--- TASK GOAL ---
Set down the data below once more, precisely as it reads.

:: RECORDS FOR PROCESSING

PR #2179, opened 2024-06-12
Show method parameters on hover

vinistock:
### Motivation

I was pretty sure we had this at some point, but I noticed that we were not showing method parameters on hover, which we definitely want to show.

### Implementation

1. Changed the decorated names for optional positional and keyword arguments to show a fake `DEFAULT`. We don't store the actual default values to save memory, but I think that at least showing it's a default is worth it
2. I also noticed that we were inserting the rest argument in an unexpected order. Rest arguments always come before keywords
3. Started showing the parameter decorated names in hover

### Automated Tests

Added a test.


Earlopain:
I don't really like how the presence of a default value is presented, it makes it look like thats supposed to be a constant. But I also don't have any better alternatives to offer.

PR #976, opened 2022-07-14
Fix: delete resource category

alexanderleegs:
## Problem

This PR fixes an issue where users were unable to delete resource categories. As the logic for this component is complicated and difficult to debug, we will file an issue to tackle a more permanent fix/refactor in future.

Issue: https://github.com/isomerpages/isomercms-frontend/issues/977


seaerchin (approved):
lgtm... this component needs a good refactoring!!!!

PR #980, opened 2022-07-14
ref(storybook): add page-level stories

seaerchin:
## Problem
Isomer uses storybook to track component level changes, but we don't have an equivalent for pages. This means that designers always have to go to staging to look at changes to any particular screen and it is unergonomic for them and inefficient (as they cannot measure precisely etc). 

## Solution
This problem could be solved by adding page level stories for the **new and updated** screens.


alexanderleegs (approved):
lgtm, pending design

PR #981, opened 2022-07-14
ref(storybook): adds workspace stories

seaerchin:
## Problem
See #980 for an overview of the problem

## Solution
1. This PR adds stories for `Workspace` - lmk if i missed out any potentially interesting stories
2. This PR also has minor fixes for loading states: previously, we used a skeleton to wrap the component. this is problematic as the skeleton takes the height of the component, which is 0 when there's nothing loading. This prevents the skeleton from being seen and feedback from being given to the user. This was fixed through a conditional height - display a fixed height when it's loading, let the height fit content after.


alexanderleegs (approved):
lgtm!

::::

--- THE COMPLETED TASK ---
PR #2179, opened 2024-06-12
Show method parameters on hover

vinistock:
### Motivation

I was pretty sure we had this at some point, but I noticed that we were not showing method parameters on hover, which we definitely want to show.

### Implementation

1. Changed the decorated names for optional positional and keyword arguments to show a fake `DEFAULT`. We don't store the actual default values to save memory, but I think that at least showing it's a default is worth it
2. I also noticed that we were inserting the rest argument in an unexpected order. Rest arguments always come before keywords
3. Started showing the parameter decorated names in hover

### Automated Tests

Added a test.


Earlopain:
I don't really like how the presence of a default value is presented, it makes it look like thats supposed to be a constant. But I also don't have any better alternatives to offer.

PR #976, opened 2022-07-14
Fix: delete resource category

alexanderleegs:
## Problem

This PR fixes an issue where users were unable to delete resource categories. As the logic for this component is complicated and difficult to debug, we will file an issue to tackle a more permanent fix/refactor in future.

Issue: https://github.com/isomerpages/isomercms-frontend/issues/977


seaerchin (approved):
lgtm... this component needs a good refactoring!!!!

PR #980, opened 2022-07-14
ref(storybook): add page-level stories

seaerchin:
## Problem
Isomer uses storybook to track component level changes, but we don't have an equivalent for pages. This means that designers always have to go to staging to look at changes to any particular screen and it is unergonomic for them and inefficient (as they cannot measure precisely etc). 

## Solution
This problem could be solved by adding page level stories for the **new and updated** screens.


alexanderleegs (approved):
lgtm, pending design

PR #981, opened 2022-07-14
ref(storybook): adds workspace stories

seaerchin:
## Problem
See #980 for an overview of the problem

## Solution
1. This PR adds stories for `Workspace` - lmk if i missed out any potentially interesting stories
2. This PR also has minor fixes for loading states: previously, we used a skeleton to wrap the component. this is problematic as the skeleton takes the height of the component, which is 0 when there's nothing loading. This prevents the skeleton from being seen and feedback from being given to the user. This was fixed through a conditional height - display a fixed height when it's loading, let the height fit content after.


alexanderleegs (approved):
lgtm!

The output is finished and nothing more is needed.